Getting an accurate diagnosis for a cervical herniated disc can help to understand the underlying pain mechanisms involved, such as which nerve root might be compressed. An accurate diagnosis also plays an important role in getting the most effective treatment.
In This Article:
Cervical Herniated Disc Causes
Common causes of cervical herniated disc include:
- Disc degeneration over time. As a disc ages, it naturally loses hydration and becomes less flexible and durable. Cracks and tears are more likely to develop in a disc that has a lower water content.
- Trauma. A direct impact on the spine can cause a disc to tear or herniate.
Other less common causes of herniated discs are possible, such as connective tissue disorders or other abnormalities in the spine.
Cervical Herniated Disc Diagnosis
Getting an accurate diagnosis for a cervical herniated disc typically involves a 3-step process:
- Patient history. The patient’s medical history is reviewed, including any chronic conditions, past injuries, or history of back or neck pain. Information about the current symptoms is also gathered.
- Physical examination. The neck may be palpated (felt) for any areas of swelling, tenderness, or pain. The doctor also checks the neck’s range of motion, as well as for any signs of neurological deficits in the arms, such as issues with reflexes, numbness, and/or weakness.
- Imaging study. An imaging study can show whether a disc has started to flatten out or move beyond its normal location. A magnetic resonance imaging (MRI) scan is the preferred method for viewing a herniated disc due to its high-quality view of soft tissues. If an MRI is not an option, a CT or CT myelogram may also be considered.
In many cases, enough information can be gathered during the patient history and physical examination to begin treatment, so an imaging study is not always requested right away. However, to diagnose a cervical herniated disc as the cause of pain typically requires comparing the patient history, physical exam, imaging study, and an x-ray guided, contrast-enhanced diagnostic injection.
Read more about Diagnosing Neck Pain
Contained Vs. Uncontained Herniated Disc
When viewed during an imaging study, a cervical herniated disc can be classified in two general categories:
- Contained. A contained herniated disc involves the nucleus pulposus leaking into partial tears in the annulus fibrosus but not beyond the disc’s outermost layer. The disc may deform outward and still cause pain, such as by pressing against a nerve root or the spinal cord, but the nucleus pulposus and its inflammatory proteins remain inside the disc. A contained herniated disc is known as disc protrusion.

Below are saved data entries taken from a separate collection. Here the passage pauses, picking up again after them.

PR #1415, opened 2021-11-06
Prerenders previous and next submission page in submission view page

victorhuangwq:
As from our interview with Angela, we realized the next and previous page loading takes up a lot of time. This PR attempts to address that by making use of browser prerendering

## Description

In order to preload the content of the next and previous submission page, this PR makes use of Prerender Hints [Link types: prerender](https://developer.mozilla.org/en-US/docs/Web/HTML/Link_types/prerender)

- Uncontained. An uncontained herniated disc occurs when the nucleus pulposus starts to leak through a complete tear in the annulus fibrosus and exits the disc’s outermost layer. Inflammatory proteins may leak onto a nerve root, the spinal cord, or other nearby tissues. An uncontained herniated disc is also known as disc extrusion. If some of the disc completely separates from the rest of the disc, it is called disc sequestration.
Watch Video: Can Herniated Discs Heal on Their Own?
A contained herniated disc may eventually become uncontained over time, but not always. It should also be noted that pain from either contained or uncontained discs can range from severe to no symptoms at all.